But what about the hookup site? Are all marriages in danger?

My opinion is that this hook up site for married people is likely going to attract sex addicts. There are both male and female sex addicts and some of them are people who you would least expect to be a sex addict. So, if you suspect your spouse may be a sex addict or simply having a midlife crisis, it is important to know that such sites are online and have millions of members in your area.

Midlife Crisis and Infidelity

What Can You Do?

This article was NOT written with the goal of giving you a panic attack. I believe in the phrase being forewarned is forearmed. I believe information is key to survival. We must be aware of all the outlets and occasions that open a door to infidelity.

As I have said many times, a person chooses to have an affair. You could be the best spouse on the planet and your spouse could still have an affair. No one is exempt from being married to someone who may stray one day.

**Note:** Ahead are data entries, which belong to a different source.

PR #517, opened 2017-06-13
Order detail summary continued

rmisio:
The PR adds the following functionality to the Order Details overlay:
- fulfill an order
- issue a refund by the vendor

Notes:
- ensure you are on the latest server
- @jjeffryes Could you help me test something? When I do a refund (at least for a direct, online order), the refund API succeeds and a subsequent fetch of the order shows a REFUNDED state, but the refund transaction never shows up. It should look like this:

```
    "refundAddressTransaction": {
        "txid": "9b55dd7948519cda102db349165e3b1a43585adf47065fad5366a2ecb0a80461",
        "value": 149508,
        "confirmations": 1236,
        "height": 1127249,
        "timestamp": "2017-06-07T23:02:51.892599179Z"
    }
```

It never shows up for me, but according to CP, the it shows up in the unit tests. If it also does not show up for you, could you please log a server bug for it?

### DIFF
--- a/js/languages/en-US.json
+++ b/js/languages/en-US.json
@@ -1038,7 +1038,15 @@
       }
     },
     "fulfillOrderTab": {
-      "heading": "Fulfill Order"
+      "heading": "Fulfill Order",
+      "shippingCarrierLabel": "Shipping Carrier",
+      "shippingCarrierPlaceholder": "UPS, FedEx, DHL, etc",
+      "trackingLabel": "Tracking #",
+      "trackingPlaceholder": "optional",
+      "fileUrlLabel": "File URL",
+      "fileUrlPlaceholder": "Link to file(s)",
+      "passwordLabel": "Password",
+      "passwordPlaceholder": "Password to file (optional)"
     }
   },
   "orderUtil": {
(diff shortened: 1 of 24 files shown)


jjeffryes:
After fulfilling an order, the fulfill order button is still there, is that not finished yet?

image

jjeffryes:
@rmisio on the refund, it shows up for the refundee, but I don't see it in the refunder's transactions. Is that the same problem you're seeing?

(thanks to fees, the $4.67 refund was $2.31 when it arrived...)

rmisio:
> on the refund, it shows up for the refundee

@jjeffryes How are you determining that? Is the refund showing up in Order Details overlay Summary tab or in the "refundAddressTransaction" key in the API payload?

If you mean it shows up in your wallet, that's not what I was asking.

rmisio:
> After fulfilling an order, the fulfill order button is still there, is that not finished yet?

Should be finished. I'll look into it.

rmisio:
> (thanks to fees, the $4.67 refund was $2.31 when it arrived...)

Yeah... to not waste too much testnet coins, I was making purchases with low prices. For a refund of those, the refund amount is 0... lol / scream.

jjeffryes:
> @jjeffryes How are you determining that? Is the refund showing up in Order Details overlay Summary tab or in the "refundAddressTransaction" key in the API payload?

If I click the refund link, the summary tab refreshes and shows the refund in the progress bar, and the new fetch of the order has the refund in the data returned.

```
 "refund": {
            "orderID": "Qmdbsp5mhSoT4mcMsVExX6rEe3KYmgu2fjyJ7Mtu3TSmYx",
            "timestamp": "2017-06-14T21:50:21.290690900Z",
            "memo": ""
        },
```

I see two transactions in paymentAddressTransactions, but I don't see a refundAddressTransaction anywhere at all. 

image

PR #519, opened 2017-06-15
Order completion

rmisio:
This PR adds in the ability to complete an order and leave a review.

### DIFF
--- a/js/views/modals/orderDetail/summaryTab/CompleteOrderForm.js
+++ b/js/views/modals/orderDetail/summaryTab/CompleteOrderForm.js
@@ -17,7 +17,12 @@ export default class extends BaseVw {
       throw new Error('Please provide an OrderCompletion model.');
     }
 
+    if (!options.slug) {
+      throw new Error('Please provide the listing slug.');
+    }
+
     this.ratingStrips = {};
+    this.slug = options.slug;
 
     const ratings = this.model.get('ratings');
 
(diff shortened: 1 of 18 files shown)


styles/components/_misc.scss
```diff
@@ -39,3 +39,26 @@
   background-color: #000;
   border-radius: 4px;
 }
+
+.ratingStrip {
+  .ratingIcons {
+    display: inline-flex;
+    flex-direction: row-reverse;
```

In my research I have found many beautiful actresses and models have partners who have had affairs on them quite frequently. So, someone’s cheating behavior is not about how young their spouse is, how beautiful or handsome their spouse is, it’s not about how successful their spouse is.  People cheat because they want to.

But, it usually goes deeper than that. If you ask some wayward spouses why they cheated they may come up with many different surface-level answers.

Filling the Void

However, there is truly only one answer. A person cheats because they have something inside themselves which is missing and they choose to fill whatever is missing by engaging in behaviors that hurt others.

Many people have the need to fill themselves up with external things. This might cause them to drink too much, seek out street drugs, gamble all of their money away, or have affairs.

A betrayed spouse cannot fill the void within a wayward spouse. It’s like attempting to put water into a bucket that is open at the bottom. That bucket will never hold water and will require a constant source of water to flow through it.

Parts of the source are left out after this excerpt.